Cześć dziweczyny! u mnie pogoda śliczna słoneczko świeci więc pranko zrobilam w mieszkanku porzadeczek a mój synek dzisiaj na rajdzie szkolnym bo odrabiaja 10 listopada i dzisiaj szedł do szkoły zaprowadzilam go na 9.00 a o 12.00 musze go odebrc, siedze sama w domku i się nudze i cialgle mnie nachodza myśli że to już nie długo ale i tak mi się dłuży bo tak szczerze mówiąć to mam dosyc. Nic nie można zrobić tak jakby się chciało i wogóle poprostu ciężko. Już bym chciała żeby było po wszytskim a wiki byłajuz ze mną, największą moją obawą co do porodu to nie jest ból bo sie da przeżyc ale czy z małą bedzie wszytko ok. Pozdrawiam wszystkie mamusie i ich pociechy i te wieksze i te w brzuszkach.:-)
 
Witam

A mnie wraz z pogodą nerwy dopadły... Czuję się lepiej od dwóch dni i mam taką energię, a tu leżeć trzeba. Wszystko mnie wkurza. Jestem raczej osobą towarzyską i bardzo lubię w weekendy gdzieś wychodzić, a tu d.... w domu trzeba siedzieć. Poza tym ciężko z brzuchem się poruszać i już nie mogę się doczekać jak wrócę do normalnych ubrań i normalnego poruszania się.
Brakuje mi również towarzystwa.

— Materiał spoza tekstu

Issue #429, opened 2024-01-27
fail to resolve packages imported from another package in a monorepo


emilgpa:
file located in `monorepo/ui/components/Example/Example.tsx`
```tsx
import stylex from "@stylexjs/stylex"

const styles = stylex.create({
    base: {
        borderRadius: 40,
    },
})

export const Example = () => {
    return (
        <div {...stylex.props(styles.base)}>
            <h1>Example</h1>
        </div>
    )
}
```

file located in `monorepo/web/src/root-layout.tsx`
```tsx
import { Example } from "@my-org/ui/components/Example/Example"
import stylex from "@stylexjs/stylex"

const styles = stylex.create({
    base: {
        padding: 10,
    },
})

export const RootLayout = async ({ children }: RootLayoutProps) => {
    return (
        <div id="__waku">
            <Header />
            <main>
                  <Example />
                  <div {...stylex.props(styles.base)}>
                      {children}
                  </div>
            </main>
            <Footer />
        </div>
    )
}
```

When load the page in browser I get the follow error:
```
Error: Error: Failed to load url ../../@stylexjs/stylex (resolved id: ../../@stylexjs/stylex) in ...
```

In this example I use stylex but It occurs with any external packages. The external package in the same package works but if it is loaded from another package in the same monorepo then it fails with that message error.

dai-shi:
So, is this an issue that happens only with monorepo?
@himself65 do you have any insight?

himself65:
What package manager are you using? and what's your vite config

emilgpa:
@himself65 I'm using `pnpm` and the `vite.config.js` is:

```ts
import path from "node:path"
import url from "node:url"
import { defineConfig } from "vite"
import { stylexPlugin } from "vite-plugin-stylex-dev"
import tsconfigPaths from "vite-tsconfig-paths"

const workspacesRoot = path.resolve(
    path.dirname(url.fileURLToPath(import.meta.url)),
    "..",
)

export default defineConfig(({ mode }) => {
    return {
        plugins: [
            tsconfigPaths({
                projects: [
                    "./tsconfig.json",
                    "../browser-api/tsconfig.json",
                    "../browser-lib/tsconfig.json",
                    "../browser-ui/tsconfig.json",
                ],
            }),
            stylexPlugin({
                unstable_moduleResolution: {
                    type: "commonJS",
                    rootDir: workspacesRoot,
                },
            }),
        ],
    }
})
```

himself65:
[...]

PR #679, opened 2024-04-27
fix: build with customised entriesJs

nihgwu:
We always generate it as `entries.js` in dist folder, which makes sense if we have something like `entriesJs: /foo/bar/baz.start.ts`

### DIFF
--- a/packages/waku/src/config.ts
+++ b/packages/waku/src/config.ts
@@ -49,7 +49,8 @@ export interface Config {
    */
   mainJs?: string;
   /**
-   * The entries.js file relative to srcDir or distDir.
+   * The entries.js file relative to srcDir.
+   * Will be generated as `entries.js` to distDir.
    * The extension should be `.js`,
    * but resolved with other extensions in the development mode.
    * Defaults to "entries.js".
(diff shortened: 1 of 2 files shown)


dai-shi:
Good point. I didn't mean to support a path in `entriesJs`.
Looking at this, I wonder if we should support customizing `entriesJs`. 🤔 
I thought it's for some advanced users or library authors, but they should then create a vite plugin.

nihgwu:
I need it to run waku at background, not in user's code base, so this is exactly what I need, curious how it can be achieve with vite plugin

dai-shi:
That's interesting to hear.
So, do you want to have entries file somewhere else from `src`?
Let me see if I can do something.
As this is DEV/BUILD only, we could use environment variables.

nihgwu:
Yes, I don't need `pages` for routing, just `entries.js` is enough, and even is I just change the name like `entries.js` -> `start.js`, it still fails, so we do need to fix, I understand you point to just use it to change name, but I think my approach can serve more cases, and for those who want to generate it to a different file, just `mv` after built

dai-shi:
Yeah, it's never tested, and not intended for normal users. Glad to hear you have an interesting use case. I'll work on it and ask you to test it.

dai-shi:
#682 is still work in progress, but you can try it.

To customize `src/entries.tsx`, we need a custom vite plugin. However, I don't think if works if the files imported from there is outside the `src` folder. #429 is still to be solved.

dai-shi:
This PR will be superseded by #682, but let's keep it open for a while.

PR #682, opened 2024-04-28
Avoid exposing configs that are not configurable

dai-shi:
supersedes #679

Implementation-wise, there are many hacks. We should improve it later.


himself65 (commented):
image

PR #685, opened 2024-04-28
fix: default nodejs runtime to 20

himself65:
Vercel changed their default nodejs version to 20, waku will throw error when deploy to vercel if it's 18


dai-shi (approved):
LGTM

dai-shi:
When should we drop supporting Node 18 by Waku itself?

himself65:
> When should we drop supporting Node 18 by Waku itself?

when it's not LTS?

PR #1144, opened 2025-01-11
chore: example with post method for createApi

tylersayshi:
updates create pages example to use two methods on the same path and read the body for POST


examples/21_create-pages/src/entries.tsx
```diff
@@ -140,6 +140,16 @@ const pages = createPages(
       },
     }),
 
+    createApi({
+      path: '/api/hi/[name]',
+      method: 'POST',
```
dai-shi, line 145: I think with `POST` we want to have an example with reading the HTTP request body.

tylersayshi: changed!

PR #1147, opened 2025-01-13
refactor(create-pages): dynamic handlers and static handler

tylersayshi:
refactor createApi to support multiple handlers on dynamic route with single createApi call

this also enforces with types static paths only have a single handler

### DIFF
--- a/packages/waku/src/router/create-pages.ts
+++ b/packages/waku/src/router/create-pages.ts
@@ -150,19 +150,20 @@ export type CreateLayout = <Path extends string>(
 
 type Method = 'GET' | 'POST' | 'PUT' | 'DELETE';
 
+type ApiHandler = (req: Request) => Promise<Response>;
+
 export type CreateApi = <Path extends string>(
   params:
     | {
-        path: Path;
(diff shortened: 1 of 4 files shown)


packages/waku/src/router/create-pages.ts
```diff
@@ -150,19 +150,20 @@ export type CreateLayout = <Path extends string>(
...
-        handler: (req: Request) => Promise<Response>;
+        handler: ApiHandler;
       }
     | {
-        path: Path;
         mode: 'dynamic';
-        method: Method;
-        handler: (req: Request) => Promise<Response>;
+        path: Path;
+        handlers: Partial<Record<Method, ApiHandler>>;
```
dai-shi, line 166: Why do you want `Partial`?

tylersayshi: I think this example explains it better than I can with words

https://tsplay.dev/wOgPpw

dai-shi: Oh, yeah. I miss that...

PR #1153, opened 2025-01-14
fix: github workflow for canary-ci

dai-shi:
#1118 seems to have some issues for comment triggers.


dai-shi:
We can't test it on the branch, so let's just merge.

PR #1164, opened 2025-01-18
fix(typegen): skip parsing errors and remove formatting

### LINKED ISSUE #1148: Remove prettier format step from generation and add formatter ignore comments
remove prettier formatting from: https://github.com/dai-shi/waku/blob/main/packages/waku/src/lib/plugins/vite-plugin-fs-router-typegen.ts#L73-L75

Ignore recommendations for:

- [deno fmt](https://docs.deno.com/runtime/reference/cli/fmt)
- [Prettier](https://prettier.io/)
- ~[Biome](https://biomejs.dev/formatter)~
- ~[dprint](https://dprint.dev/)~

plan for fixing: https://github.com/dai-shi/waku/issues/1148#issuecomment-2599867558

tylersayshi:
fixes: [discord comment](https://discord.com/channels/627656437971288081/1083774812129857566/1330093730354561034)

fixes #1148

related to #1163

### DIFF
--- a/packages/waku/src/lib/plugins/vite-plugin-fs-router-typegen.ts
+++ b/packages/waku/src/lib/plugins/vite-plugin-fs-router-typegen.ts
@@ -172,37 +172,42 @@ export const fsRouterTypegenPlugin = (opts: { srcDir: string }): Plugin => {
         }
 
         let result = `// deno-fmt-ignore-file
+// biome-ignore format: generated types do not need formatting
 /* eslint-disable */
+// prettier-ignore
 import type { PathsForPages, GetConfigResponse } from 'waku/router';\n\n`;
 
         for (const file of fileInfo) {
           const moduleName = moduleNames[file.src];
           if (file.hasGetConfig) {
-            result += `import type { getConfig as ${moduleName}_getConfig } from './${SRC_PAGES}/${file.src.replace('.tsx', '')}';\n`;
+            result += `// prettier-ignore\nimport type { getConfig as ${moduleName}_getConfig } from './${SRC_PAGES}/${file.src.replace('.tsx', '')}';\n`;
           }
         }
 
-        result += `\ntype Page =\n`;
+        result += `\n// prettier-ignore\ntype Page =\n`;
 
         for (const file of fileInfo) {
           const moduleName = moduleNames[file.src];
           if (file.hasGetConfig) {
-            result += `| ({path: '${file.path}'} & GetConfigResponse<typeof ${moduleName}_getConfig>)\n`;
+            result += `| ({ path: '${file.path}' } & GetConfigResponse<typeof ${moduleName}_getConfig>)\n`;
           } else {
-            result += `| {path: '${file.path}'; render: 'dynamic'}\n`;
+            result += `| { path: '${file.path}'; render: 'dynamic' }\n`;
           }
         }
 
-        result += `;
+        result =
+          result.slice(0, -1) +
+          `;
 
-  declare module 'waku/router' {
-    interface RouteConfig {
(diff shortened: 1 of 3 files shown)


packages/website/private/contents/post-006.mdx
```diff
@@ -69,7 +69,7 @@ export const getConfig = async () => {
 
 ### Type generation
 
-Note that a new `pages.gen.ts` file is present in your project. Check this file into your code repository for compile-time type checking in your CI/CD pipeline.
+Note that a new `pages.gen.ts` file is present in your project. Check this file into your code repository for compile-time type checking in your CI/CD pipeline. It should also be ignored by your formatter and linter (e.g. adding `pages.gen.ts` to `.prettierignore`).
```
tylersayshi, line 72: @dai-shi & @sandren is it ok to add this edit? If not, where should I document this recommendation?

maybe we should add notes about type safety to the readme?

packages/waku/src/lib/plugins/vite-plugin-fs-router-typegen.ts
```diff
@@ -177,7 +171,9 @@ export const fsRouterTypegenPlugin = (opts: { srcDir: string }): Plugin => {
           }
         }
 
-        let result = `import type { PathsForPages, GetConfigResponse } from 'waku/router';\n\n`;
+        let result = `// deno-fmt-ignore-file
+/* eslint-disable */
```
dai-shi, line 175: Can we use `prettier-ignore-start`?
https://prettier.io/docs/en/ignore.html#range-ignore

tylersayshi: image

when I test it here, it does not work

dai-shi: Maybe it doesn't work for js files. Hmm.
Well, I think supporting prettier out of the box is important.
Can we add prettier-ignore for _all_ lines?

tylersayshi: > Well, I think supporting prettier out of the box is important.

agreed

image

it looks like that does technically work when used on each block

I wish there was a better way though

tylersayshi: this is the generation for 01_template with the latest changes

```ts
// deno-fmt-ignore-file
// biome-ignore format: generated types do not need formatting
/* eslint-disable */
// prettier-ignore
import type { PathsForPages, GetConfigResponse } from 'waku/router';

// prettier-ignore
import type { getConfig as About_getConfig } from './pages/about';
// prettier-ignore
import type { getConfig as Index_getConfig } from './pages/index';

// prettier-ignore
type Page =
| ({ path: '/about' } & GetConfigResponse<typeof About_getConfig>)
| ({ path: '/' } & GetConfigResponse<typeof Index_getConfig>);

// prettier-ignore
  interface RouteConfig {
    paths: PathsForPages<Page>;
  }
  interface CreatePagesConfig {
    pages: Page;
  }
}
```

packages/website/private/contents/post-006.mdx
dai-shi: I'm not sure, but I'd avoid the edit and add notes at the end instead.

Anyway, we don't need `.prettierignore` for this anymore, right? I think we can remove the addition entirely.

tylersayshi: agreed - removed ✅

dai-shi (approved):
Looks good to me. Let me merge #1163 here.

PR #1167, opened 2025-01-19
docs: PageProps for readme and add as const to getConfig return

tylersayshi:
updated readme to include the changes from: https://waku.gg/blog/type-safe-routing

added some missing code snippet langs too


sandren (approved):
LGTM! 🙂

PR #1184, opened 2025-01-23
docs: Form example improvement and removed unused type references

tylersayshi:
fixing the FIXME for the server form with a more robust form example

also removed the type references since they didn't seem to do anything


dai-shi (approved):
LGTM

PR #1188, opened 2025-01-24
docs: Form example for demo

tylersayshi:
adding a more user ready version of a progressive forms example

image


tylersayshi:
ok it's ready for review now. Sorry for all the changes.

examples/06_form-demo/src/components/Form.tsx
```diff
@@ -0,0 +1,53 @@
...
+
+export const Form = ({
+  message,
+  greet,
+}: {
+  message: string;
+  greet: (formData: FormData) => Promise<void>;
+}) => (
+  <div style={{ border: '3px blue dashed', margin: '1em', padding: '1em' }}>
+    <p>{message ?? ' '}</p>
```
dai-shi, line 28: `message` is a string, so `?? ' '` would never happen.

examples/06_form-demo/src/components/funcs.ts
```diff
@@ -0,0 +1,17 @@
...
+// module state on server
+let message = '';
+
+export const getMessage = async () => message;
+
+export const greet = async (formData: FormData) => {
+  // simulate a slow server response
+  await new Promise((resolve) => setTimeout(resolve, 1000));
+  message = `Hello ${formData.get('name') || 'Anonymous'} from server!`;
+  unstable_rerenderRoute('/');
```
dai-shi, line 14: It's nice to have this in this example, but it makes me wonder if this example is more than just "form demo".

examples/06_form-demo/src/components/funcs.ts
```diff
@@ -0,0 +1,17 @@
+'use server';
+
+import { unstable_rerenderRoute } from 'waku/router/server';
+
+// module state on server
+let message = '';
```
dai-shi, line 6: Maybe as a "demo", we may want to write it a file, instead of a module variable?

examples/36_form/src/components/App.tsx
```diff
@@ -16,7 +16,7 @@ const App = ({ name }: { name: string }) => {
           <h1>Hello {name}!!</h1>
           <h3>This is a server component.</h3>
           <Counter increment={increment} />
-          <Form message={getMessage()} greet={greet} />
+          <Form message={await getMessage()} greet={greet} />
```
dai-shi, line 19: Wait, this change is very different. I think it's intentional to not have `await`.

dai-shi (commented):
While we can improve things later, the last comment blocks me to merge immediately.

examples/06_form-demo/src/components/funcs.ts
tylersayshi: What would you rename it to? 🤔

examples/36_form/src/components/App.tsx
tylersayshi: I was seeing errors in the e2e tests without this because it was attempting to render the unawaited promise which threw an error.

could you checkout the first commit of this PR and see if there's a different fix I should do?

tylersayshi: it didn't cause issue with 36_form I was just matching the behavior after seeing issues with it in the demo, but I am happy to revert just 36_form if you think it is still correct after checking

examples/06_form-demo/src/components/funcs.ts
tylersayshi: good suggestion! I added a file with some text. Let me know what you think of it :)

examples/06_form-demo/src/components/funcs.ts
dai-shi: No immediate ideas. 😅

examples/36_form/src/components/App.tsx
dai-shi: Let me check.

examples/06_form-demo/src/components/funcs.ts
tylersayshi: "form demo" seems fitting to me I think. `rerenderRoute` can be used for other things, but progressive forms will be a very normal use of it.

examples/36_form/src/components/App.tsx
dai-shi: `
Error: Objects are not valid as a React child (found: object with keys {page:/, layout:/, root, route:/, ROUTE, IS_STATIC}). If you meant to render a collection of children, use an array instead.
`

It feels like a bug somewhere. But, I can't spot it yet.

tylersayshi: it looks like the object that we use here: https://github.com/dai-shi/waku/blob/main/packages/waku/src/router/client.ts#L477-L481

So maybe we are crossing paths with the promise for the Router and the getMessage promise? idk how such a thing would happen though

tylersayshi: Also if it's helpful. It's reproducible locally on the first load of the / route after starting the dev server. Then you need to restart the server to see the issue after that.

dai-shi: If we disable SSR, the error won't happen. So, I assume it's SSR related.

dai-shi: Spent the whole day and just found out how to reproduce the error without waku/router.

```diff
diff --git a/examples/36_form/src/components/App.tsx b/examples/36_form/src/components/App.tsx
index afb38d4f..4091d6ba 100644
--- a/examples/36_form/src/components/App.tsx
+++ b/examples/36_form/src/components/App.tsx
@@ -15,7 +15,9 @@ const App = ({ name }: { name: string }) => {
         >
           <h1>Hello {name}!!</h1>
           <h3>This is a server component.</h3>
+          {/*
           <Counter increment={increment} />
+          */}
           <Form message={getMessage()} greet={greet} />
           <ServerForm />
         </div>
```

That reproduces the error with 36_form.

dai-shi (approved):
Thanks for working on this.

PR #1185, opened 2025-01-23
chore: update tailwind 4

dai-shi:
split from #1183

PR #1189, opened 2025-01-26
refactor(tailwind): bump all projects to v4 with vite tailwind plugin

tylersayshi:
docs: https://tailwindcss.com/blog/tailwindcss-v4

swapped to vite plugin to improve dev perf as well per the rec from the blog post.


e2e/fixtures/monorepo/packages/waku-project/src/styles.css
```diff
@@ -1,4 +1,21 @@
...
+*/
+@layer base {
+  *,
+  ::after,
+  ::before,
+  ::backdrop,
+  ::file-selector-button {
+    border-color: var(--color-gray-200, currentColor);
+  }
+}
```
tylersayshi, line 21: @dai-shi this snippet came from the auto-updater. I am tempted to remove it everywhere from our styles.css files since I do not believe we rely on it at all. 

Does that sound ok with you?

dai-shi: Sure, you know, I like things minimal.

tylersayshi:
@dai-shi it seems like the examples work with vite.config.ts but not with the `common` member of `unstable_viteConfig` in waku.config.ts

The website seems to be having a different bug that I am investigating - weird that that wasn't there before

dai-shi:
> but not with the `common` member of `unstable_viteConfig` in waku.config.ts

Is it for DEV or PRD? Or both?

tylersayshi:
> > but not with the `common` member of `unstable_viteConfig` in waku.config.ts
> 
> Is it for DEV or PRD? Or both?

both

dai-shi:
Now that you have tried and learned it, what do you think about #1185 approach without vite plugin? Do you think using the vite plugin is less confusing or more confusing?

tylersayshi:
> Now that you have tried and learned it, what do you think about #1185 approach without vite plugin? Do you think using the vite plugin is less confusing or more confusing?

from a user perspective, if the vite solution works I think the complexity is equivalent

postcss.config.ts or adding a vite plugin seem like the same sort of setup step to me.

---

I think it is worth following the tailwind recommendation of using the vite plugin for "performance and the best developer experience".

Maybe we could give an easier way to add vite plugins to waku though? this seems a bit verbose for just "add a plugin"

```ts
export default defineConfig({
  unstable_viteConfigs: {
    common: () => ({
      plugins: [tailwindcss()],
    }),
  },
});
```

dai-shi:
> this seems a bit verbose for just "add a plugin"

It's still "unstable".

> I think it is worth following the tailwind recommendation of using the vite plugin

I don't disagree, but we might not be ready yet.

> postcss.config.js or adding a vite plugin seem like the same sort of setup step to me.

So, I'm fine with postcss.config.js for an intermediate/temporary solution. But, it's up to you.

tylersayshi:
@dai-shi i agree with all the above. I'll set it back to the postcss setup in the morning :)

tylersayshi:
@dai-shi I was able to get this working with vite.config.ts + the hack to skip css files in processModule. Everything should be ready now I think :)

packages/website/src/styles.css
```diff
@@ -1,58 +1,64 @@
-@import url('https://fonts.googleapis.com/css2?family=Alegreya:ital,wght@0,400;0,500;0,600;0,700;0,800;0,900;1,400;1,500;1,600;1,700;1,800;1,900&display=block');
-@import url('https://fonts.googleapis.com/css2?family=Nunito:ital,wght@0,400;0,500;0,600;0,700;0,800;0,900;1,400;1,500;1,600;1,700;1,800;1,900&display=block');
-@import url('https://fonts.googleapis.com/css2?family=Inter&display=block');
-@import url('https://fonts.googleapis.com/css2?family=Fira+Code&display=block');
-@tailwind base;
-:root {
-  @apply bg-black;
+@import url('https://fonts.googleapis.com/css2?family=Alegreya:ital,wght@0,400;0,500;0,600;0,700;0,800;0,900;1,400;1,500;1,600;1,700;1,800;1,900&display=block')
```
dai-shi, line 1: Missing semicolons?

tylersayshi: hmm it's supposed to look like this: https://tailwindcss.com/docs/preflight#overview

prettier is reformatting it to this: (line added)

```css
@import url('https://fonts.googleapis.com/css2?family=Inter&display=block')
layer(base);
```

maybe we need a change in the prettier config or add a plugin? I'll look

tylersayshi: So I don't think the layer on a newline is technically a syntax error (the styles still work when it is like this)

but we can add `/* prettier-ignore */` before each of these `@import` calls if you'd prefer to see them each on their own line. The rule that it's hitting is the line width, so it is wrapping the line. You can double check this by running prettier on `@import url('https://fonts') layer(base);` (it will not line wrap)

dai-shi: I was just curious about the diff. If it's intentional, it's fine. I'm not suggesting to ignore prettier.

tylersayshi: Ok then, I'll leave it 👍

dai-shi (approved):
LGTM

We are still interested in learning why `unstable_viteConfigs.common` doesn't work for the tailwindcss vite plugin. For now, having vite.config.ts is fine, but we should be able to configure everything through waku.config.ts. Having two config files doesn't feel nice.

PR #1192, opened 2025-01-27
refactor: move skip logic from define-router to create-pages

dai-shi:
I was skeptical about it. Actually, we tried kind of both in our iteration.
Having `skip` logic in defineRouter can't support actually skipping rendering component. So, this moves the logic and the responsibility from define-router to create-pages.

cc @tylersayshi


dai-shi:
> Having `skip` logic in defineRouter can't support actually skipping rendering component.

That's my misunderstanding as create-pages doesn't render component.
Let me revert it.

PR #1194, opened 2025-01-27
fix(router): static route handling

dai-shi:
There was a bug that `skip` didn't work for rootElement and routeElement. This also does some refactors.


tylersayshi (approved):
lgtm 🚀

PR #1196, opened 2025-01-28
docs: Example with hono rpc route

tylersayshi:
This probably needs a good bit of feedback before merge, but I wanted to get the example proved out and in a place where I could share :).

I got the thought to put this together from [our discord](https://discord.com/channels/627656437971288081/1083774812129857566/1333117498723274833)

This is essentially the honorpc corollary setup to the trpc setup in create t3 turbo:
https://github.com/t3-oss/create-t3-turbo/blob/main/apps/nextjs/src/app/api/trpc/%5Btrpc%5D/route.ts


examples/07_extra-hono-router/src/components/Form.tsx
```diff
@@ -0,0 +1,127 @@
...
+    try {
+      const response = await client.api.hono.hello.$get();
+      const data = await response.json();
+      setName(data.message);
+    } catch {
+      setName('Failed to get name');
+    } finally {
+      setIsGetting(false);
+    }
+  }, []);
```
tylersayshi, line 81: I should probably refactor this to use tanstack query if we're ok with adding the library to this example

dai-shi:
I'm not sure how I feel about this. It doesn't seem like Waku's best practice. At least, it shouldn't be examples/0*. I'm not even sure hono in hono is a good practice.
trpc would fit better, if the goal is type safety. But, we should prefer server functions... So, while it's valid, adding this example feels misguiding.

examples/07_extra-hono-router/package.json
```diff
@@ -0,0 +1,26 @@
+{
+  "name": "07_extra-hono-router",
+  "version": "0.1.0",
+  "type": "module",
+  "private": true,
+  "scripts": {
+    "dev": "VITE_EXPERIMENTAL_WAKU_ROUTER=true waku dev",
+    "build": "VITE_EXPERIMENTAL_WAKU_ROUTER=true waku build",
+    "start": "VITE_EXPERIMENTAL_WAKU_ROUTER=true waku start"
```
dai-shi, line 9: Don't add the flag in package.json.

tylersayshi:
> I'm not sure how I feel about this. It doesn't seem like Waku's best practice. At least, it shouldn't be examples/0*. I'm not even sure hono in hono is a good practice. trpc would fit better, if the goal is type safety. But, we should prefer server functions... So, while it's valid, adding this example feels misguiding.

I’ll close this then. If we want a trip example or something I’ll open a new PR for that later.

I wasn’t sure about best practice or not on this and don’t have anything against closing it.

tylersayshi:
Hmm from the hobo docs it looks like calling new Hono more than once is indeed a recommended path

https://hono.dev/docs/guides/best-practices#building-a-larger-application

dai-shi:
> https://hono.dev/docs/guides/best-practices#building-a-larger-application

I'm not sure what they do

https://github.com/honojs/hono/blob/main/src/hono-base.ts#L372-L378

is the same as what we do. Feels more indirection, and less efficient.

> I think it's a useful example

I think it's "valid" but not sure if it's recommended. Can you explain when we need this over server functions?

tylersayshi:
> I think it's "valid" but not sure if it's recommended. 

I agree

> Can you explain when we need this over server functions?

I can't really think of a reason for now honestly. Server functions probably lead to a better DX anyways.

I find this to be a really interesting experiment, but I think I agree with your hesitance to share as an example. I'll close this for good now.

PR #2604, opened 2026-07-02
Mark @criipto/verify-expo as supporting the New Architecture

janmeier:
# 📝 Why & how

`@criipto/verify-expo` is an Expo Modules API module. It's architecture-agnostic at runtime and works under the New Architecture. It uses no React Native codegen, so it has no `codegenConfig` for the directory's automatic detection. 

I am the author of the module, and I have manually verified that it works with the new arch :).

Per the README ("Set `newArchitecture` field only when automatic architecture detection fails … despite it supports the New Architecture"), this sets the field manually.

# ✅ Checklist

### DIFF
--- a/react-native-libraries.json
+++ b/react-native-libraries.json
@@ -19524,10 +19524,11 @@
   {
     "githubUrl": "https://github.com/criipto/criipto-verify-expo",
     "npmPkg": "@criipto/verify-expo",
-    "examples": ["https://github.com/criipto/criipto-verify-expo/tree/master/example"],
+    "examples": ["https://github.com/criipto/criipto-verify-expo/tree/master/examples"],
     "ios": true,
     "android": true,
-    "fireos": true
+    "fireos": true,
+    "newArchitecture": true
   },
   {
     "githubUrl": "https://github.com/pagopa/io-app-design-system",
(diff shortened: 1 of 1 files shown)


react-native-libraries.json
```diff
@@ -19524,10 +19524,11 @@
   {
     "githubUrl": "https://github.com/criipto/criipto-verify-expo",
     "npmPkg": "@criipto/verify-expo",
-    "examples": ["https://github.com/criipto/criipto-verify-expo/tree/master/example"],
+    "examples": ["https://github.com/criipto/criipto-verify-expo/tree/master/examples"],
```
Simek: Hey @janmeier, thanks for the update! 👍 

Can you add links per example project? This will enhance the display on the package page.

janmeier: Sure!

janmeier: https://github.com/react-native-community/directory/pull/2604/changes/68a379190a0dc5c8dc662e480a15b7adbd96f08b

It's basically just the same example, with different expo versions. We use them to e2e test our library against different expo versions.

I can also just point it at the expo56 example if you prefer?

Simek: Thanks for the update! 👍 

The idea behind this pattern is that want to have a `package.json` at the root of example so we can run some checks, and extract additional, optional data.

Simek (approved):
LGTM! 🚀

PR #2613, opened 2026-07-05
Fix react-native-nitro-sqlite githubUrl to its monorepo package path

mosesroth:
# 📝 Why & how

The `githubUrl` for **react-native-nitro-sqlite** points to `/tree/main/package`, which doesn't exist — the repo is a monorepo and the published package lives at `packages/react-native-nitro-sqlite`. As a result `validate-new-entries` can't resolve the package's `package.json`.

Corrected the `githubUrl` to the actual package path:

`https://github.com/margelo/react-native-nitro-sqlite/tree/main/packages/react-native-nitro-sqlite`

# ✅ Checklist

### DIFF
--- a/react-native-libraries.json
+++ b/react-native-libraries.json
@@ -13770,7 +13770,7 @@
     "fireos": true
   },
   {
-    "githubUrl": "https://github.com/margelo/react-native-nitro-sqlite/tree/main/package",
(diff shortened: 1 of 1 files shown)


Simek (approved):
Nice catch, thanks for updating URL after repo refactor! 👍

Rodzina i R powoli przestają mi wystarczać. Ale bym poszła na piwo ze znajomymi.
Echhhhh.... Bez sensu...
Musiałam się wyskarżyć tutaj, bo raczej nie mam gdzie. :( Może mi trochę przejdzie...

Dziewczyny życzę uśmiechu w ten piękny dzień
 
reklama
Myślę, że kapturki można kupić jakby były problemy z karmieniem - są teraz chyba w każdej aptece. Nie ma co robić zapasów, bo większość kobiet przecież karmi bez nich. Ja miałam problem , bo rodziłam w Wigilię i była tylko jedna dyżurna apteka. U mnie sprawdziły się z aventu rozmiar regular (normal).